Multimodal Fusion of EMG and Vision for Human Grasp Intent Inference in Prosthetic Hand Control

Mehrshad Zandigohar,Mo Han,Mohammadreza Sharif,Sezen Yagmur Gunay,Mariusz P. Furmanek,Mathew Yarossi,Paolo Bonato,Cagdas Onal,Taskin Padir,Deniz Erdogmus,Gunar Schirner

Objective: For transradial amputees, robotic prosthetic hands promise to regain the capability to perform daily living activities.
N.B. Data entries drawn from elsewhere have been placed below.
PR #54, opened 2019-11-12
 Completed 4 exercises

Nsharma335:
Precourse-1 completed. Please review.

### DIFF
--- a/Exercise_1.java
+++ b/Exercise_1.java
@@ -1,44 +1,64 @@
-class Stack { 
-    static final int MAX = 1000; 
-    int top; 
-    int a[] = new int[MAX]; // Maximum size of Stack 
-  
-    boolean isEmpty() 
-    { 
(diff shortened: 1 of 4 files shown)


Exercise_1.java
```diff
@@ -1,44 +1,64 @@
...
+		a = new int[MAX];
+	}
+
+	boolean push(int x) throws Exception {
+		/* Check for stack Overflow */
+		if (top == MAX)
+			throw new Exception("Stack Overflow");
+
+		top++;
+		a[top] = x;
```
sehaj-grover: please check the if condition for overflow, top == Max-1
if we compare with max at 999 it will get overflow for the next push

Nsharma335: You are right, I updated the file.
Thanks.

sehaj-grover:
Great!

Current control methods based on physiological signals such as electromyography (EMG) are prone to yielding poor inference outcomes due to motion artifacts, muscle fatigue, and many more. Vision sensors are a major source of information about the environment state and can play a vital role in inferring feasible and intended gestures. However, visual evidence is also susceptible to its own artifacts, most often due to object occlusion, lighting changes, etc. Multimodal evidence fusion using physiological and vision sensor measurements is a natural approach due to the complementary strengths of these modalities. Methods: In this paper, we present a Bayesian evidence fusion framework for grasp intent inference using eye-view video, eye-gaze, and EMG from the forearm processed by neural network models. We analyze individual and fused performance as a function of time as the hand approaches the object to grasp it. For this purpose, we have also developed novel data processing and augmentation techniques to train neural network components. Results: Our results indicate that, on average, fusion improves the instantaneous upcoming grasp type classification accuracy while in the reaching phase by 13.66% and 14.8%, relative to EMG (81.64% non-fused) and visual evidence (80.5% non-fused) individually, resulting in an overall fusion accuracy of 95.3%. Conclusion: Our experimental data analyses demonstrate that EMG and visual evidence show complementary strengths, and as a consequence, fusion of multimodal evidence can outperform each individual evidence modality at any given time.

翻译：摘要：目的：对于经桡骨截肢者而言，机器人假肢手有望恢复其日常生活活动能力。当前基于肌电图（EMG）等生理信号的控制方法易因运动伪影、肌肉疲劳等多种因素导致推断效果不佳。视觉传感器作为环境状态的主要信息源，在推断可行且预期的抓取姿态中可发挥重要作用。然而，视觉证据同样易受物体遮挡、光照变化等自身伪影影响。利用生理与视觉传感器测量的多模态证据融合因其模态互补优势成为自然选择。方法：本文提出一种基于贝叶斯证据融合的抓取意图推断框架，通过神经网络模型处理眼视角视频、眼动轨迹和前臂EMG信号。我们分析了手部接近抓取物体过程中各模态及融合性能随时间的变化规律。为此，我们还开发了新型数据处理与增强技术以训练神经网络组件。结果：结果表明，在接近阶段，融合方法将瞬时抓取类型分类准确率相较于单独EMG（非融合准确率81.64%）和视觉证据（非融合准确率80.5%）分别平均提升13.66%和14.8%，最终融合准确率达95.3%。结论：本实验数据分析表明，EMG与视觉证据呈现互补优势，因此多模态证据融合在任意时刻均可优于任一单独证据模态。